== Records shown

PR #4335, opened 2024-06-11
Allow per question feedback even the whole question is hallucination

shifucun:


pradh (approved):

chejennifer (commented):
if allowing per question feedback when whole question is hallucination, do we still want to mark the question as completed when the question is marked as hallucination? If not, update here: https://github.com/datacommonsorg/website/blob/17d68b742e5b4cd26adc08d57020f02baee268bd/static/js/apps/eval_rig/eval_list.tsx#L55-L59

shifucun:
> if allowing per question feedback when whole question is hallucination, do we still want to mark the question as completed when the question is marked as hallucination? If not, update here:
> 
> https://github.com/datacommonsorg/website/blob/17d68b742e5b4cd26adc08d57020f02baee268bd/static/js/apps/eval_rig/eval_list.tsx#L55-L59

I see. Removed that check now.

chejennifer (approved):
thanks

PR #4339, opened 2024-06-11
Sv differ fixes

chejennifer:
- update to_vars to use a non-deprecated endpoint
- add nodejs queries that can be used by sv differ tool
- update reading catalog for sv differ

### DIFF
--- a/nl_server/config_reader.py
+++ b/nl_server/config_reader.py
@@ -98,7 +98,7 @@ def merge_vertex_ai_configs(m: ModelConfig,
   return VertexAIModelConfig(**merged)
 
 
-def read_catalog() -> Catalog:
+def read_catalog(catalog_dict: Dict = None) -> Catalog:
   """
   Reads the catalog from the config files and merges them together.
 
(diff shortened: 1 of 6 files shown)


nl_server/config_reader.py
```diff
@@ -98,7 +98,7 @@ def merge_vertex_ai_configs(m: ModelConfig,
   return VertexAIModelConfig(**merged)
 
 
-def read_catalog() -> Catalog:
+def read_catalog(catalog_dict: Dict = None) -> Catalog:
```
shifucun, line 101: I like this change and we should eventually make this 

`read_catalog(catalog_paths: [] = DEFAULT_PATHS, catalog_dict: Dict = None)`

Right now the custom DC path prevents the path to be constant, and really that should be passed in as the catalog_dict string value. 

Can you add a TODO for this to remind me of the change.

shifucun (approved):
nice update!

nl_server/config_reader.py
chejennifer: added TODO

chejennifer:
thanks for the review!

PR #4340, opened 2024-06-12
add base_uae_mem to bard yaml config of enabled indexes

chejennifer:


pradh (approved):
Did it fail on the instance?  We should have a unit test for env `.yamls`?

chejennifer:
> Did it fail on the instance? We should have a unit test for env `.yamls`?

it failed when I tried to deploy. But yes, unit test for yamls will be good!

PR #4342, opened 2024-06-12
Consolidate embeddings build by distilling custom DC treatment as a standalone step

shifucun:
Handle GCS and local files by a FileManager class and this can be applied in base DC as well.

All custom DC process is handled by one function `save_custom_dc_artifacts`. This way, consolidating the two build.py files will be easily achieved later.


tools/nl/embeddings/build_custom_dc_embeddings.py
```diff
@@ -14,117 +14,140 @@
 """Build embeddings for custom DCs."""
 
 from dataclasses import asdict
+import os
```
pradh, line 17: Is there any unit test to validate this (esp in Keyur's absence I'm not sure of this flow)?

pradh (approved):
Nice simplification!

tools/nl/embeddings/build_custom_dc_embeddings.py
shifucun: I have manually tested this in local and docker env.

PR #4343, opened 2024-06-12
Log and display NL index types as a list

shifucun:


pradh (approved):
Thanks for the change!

====
== Records shown

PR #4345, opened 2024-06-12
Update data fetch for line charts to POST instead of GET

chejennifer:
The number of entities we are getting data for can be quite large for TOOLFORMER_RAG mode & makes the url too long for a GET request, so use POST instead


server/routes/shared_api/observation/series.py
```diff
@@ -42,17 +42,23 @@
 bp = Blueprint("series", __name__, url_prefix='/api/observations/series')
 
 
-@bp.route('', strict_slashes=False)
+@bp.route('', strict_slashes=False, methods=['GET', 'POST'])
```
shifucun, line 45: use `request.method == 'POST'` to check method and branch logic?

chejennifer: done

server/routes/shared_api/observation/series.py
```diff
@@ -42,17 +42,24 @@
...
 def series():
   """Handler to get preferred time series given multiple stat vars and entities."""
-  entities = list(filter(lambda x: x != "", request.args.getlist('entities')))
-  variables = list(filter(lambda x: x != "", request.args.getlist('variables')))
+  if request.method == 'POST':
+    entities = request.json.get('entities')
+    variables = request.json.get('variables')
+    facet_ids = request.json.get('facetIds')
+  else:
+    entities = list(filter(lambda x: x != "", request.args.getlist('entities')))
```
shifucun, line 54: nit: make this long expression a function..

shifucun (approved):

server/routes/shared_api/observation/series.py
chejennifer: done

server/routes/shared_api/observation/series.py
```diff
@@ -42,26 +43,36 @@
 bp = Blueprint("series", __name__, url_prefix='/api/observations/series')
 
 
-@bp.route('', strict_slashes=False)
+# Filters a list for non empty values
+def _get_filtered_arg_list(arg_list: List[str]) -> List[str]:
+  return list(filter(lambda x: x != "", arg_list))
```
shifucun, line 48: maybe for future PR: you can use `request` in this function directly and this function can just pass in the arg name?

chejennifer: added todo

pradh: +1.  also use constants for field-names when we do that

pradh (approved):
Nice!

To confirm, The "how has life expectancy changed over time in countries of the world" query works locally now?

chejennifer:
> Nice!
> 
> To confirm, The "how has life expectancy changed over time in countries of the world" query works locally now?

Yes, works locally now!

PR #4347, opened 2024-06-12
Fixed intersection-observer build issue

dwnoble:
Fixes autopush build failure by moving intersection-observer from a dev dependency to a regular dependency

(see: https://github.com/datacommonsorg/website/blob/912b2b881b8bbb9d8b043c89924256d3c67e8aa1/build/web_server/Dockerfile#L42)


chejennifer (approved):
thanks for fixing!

====
== Records shown

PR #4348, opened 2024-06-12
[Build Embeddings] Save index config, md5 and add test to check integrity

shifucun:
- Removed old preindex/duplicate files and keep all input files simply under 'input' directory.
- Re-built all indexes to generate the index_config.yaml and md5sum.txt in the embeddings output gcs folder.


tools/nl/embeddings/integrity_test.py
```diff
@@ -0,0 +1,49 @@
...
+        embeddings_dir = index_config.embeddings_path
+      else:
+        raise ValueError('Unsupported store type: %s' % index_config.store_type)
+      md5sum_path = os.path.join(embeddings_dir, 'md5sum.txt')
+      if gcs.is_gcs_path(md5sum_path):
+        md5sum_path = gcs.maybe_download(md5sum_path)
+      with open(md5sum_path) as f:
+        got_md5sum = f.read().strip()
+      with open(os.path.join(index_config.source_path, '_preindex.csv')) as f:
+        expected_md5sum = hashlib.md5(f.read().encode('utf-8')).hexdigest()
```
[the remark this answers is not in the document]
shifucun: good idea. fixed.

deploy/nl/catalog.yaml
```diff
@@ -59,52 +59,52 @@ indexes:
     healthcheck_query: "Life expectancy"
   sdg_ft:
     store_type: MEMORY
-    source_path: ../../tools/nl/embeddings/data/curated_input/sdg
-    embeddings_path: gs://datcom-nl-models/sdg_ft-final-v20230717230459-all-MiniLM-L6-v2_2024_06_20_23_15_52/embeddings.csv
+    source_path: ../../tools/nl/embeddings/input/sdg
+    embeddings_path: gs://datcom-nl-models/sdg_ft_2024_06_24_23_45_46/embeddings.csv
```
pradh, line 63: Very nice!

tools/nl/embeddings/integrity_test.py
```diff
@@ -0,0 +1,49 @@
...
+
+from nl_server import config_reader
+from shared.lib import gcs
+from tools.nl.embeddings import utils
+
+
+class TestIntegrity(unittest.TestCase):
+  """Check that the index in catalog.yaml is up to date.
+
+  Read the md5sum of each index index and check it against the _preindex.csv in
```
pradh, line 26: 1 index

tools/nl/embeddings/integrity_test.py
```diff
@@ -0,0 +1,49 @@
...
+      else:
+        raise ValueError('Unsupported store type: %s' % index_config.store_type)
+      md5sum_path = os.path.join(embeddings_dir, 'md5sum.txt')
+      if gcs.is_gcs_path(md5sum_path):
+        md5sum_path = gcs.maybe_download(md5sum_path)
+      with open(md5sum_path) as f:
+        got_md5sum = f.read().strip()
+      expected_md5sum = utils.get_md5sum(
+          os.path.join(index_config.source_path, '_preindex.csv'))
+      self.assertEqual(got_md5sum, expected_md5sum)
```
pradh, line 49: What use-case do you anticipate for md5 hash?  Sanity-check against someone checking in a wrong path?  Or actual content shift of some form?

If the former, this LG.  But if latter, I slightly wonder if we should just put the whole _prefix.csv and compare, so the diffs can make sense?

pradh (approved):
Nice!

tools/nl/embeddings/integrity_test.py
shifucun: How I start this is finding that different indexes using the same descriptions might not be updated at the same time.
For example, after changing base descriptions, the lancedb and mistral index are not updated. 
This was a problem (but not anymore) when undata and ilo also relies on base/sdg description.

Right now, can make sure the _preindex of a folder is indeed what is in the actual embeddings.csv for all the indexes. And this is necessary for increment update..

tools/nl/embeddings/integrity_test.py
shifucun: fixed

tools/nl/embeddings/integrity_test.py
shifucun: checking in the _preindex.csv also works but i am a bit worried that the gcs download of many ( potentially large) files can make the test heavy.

====

## [Problem details]
Across all the records, find the lines containing the word "that" and reproduce each one.

## [Output below]
I see. Removed that check now.
- add nodejs queries that can be used by sv differ tool
Right now the custom DC path prevents the path to be constant, and really that should be passed in as the catalog_dict string value. 
pradh: +1.  also use constants for field-names when we do that
+  """Check that the index in catalog.yaml is up to date.
shifucun: How I start this is finding that different indexes using the same descriptions might not be updated at the same time.
shifucun: checking in the _preindex.csv also works but i am a bit worried that the gcs download of many ( potentially large) files can make the test heavy.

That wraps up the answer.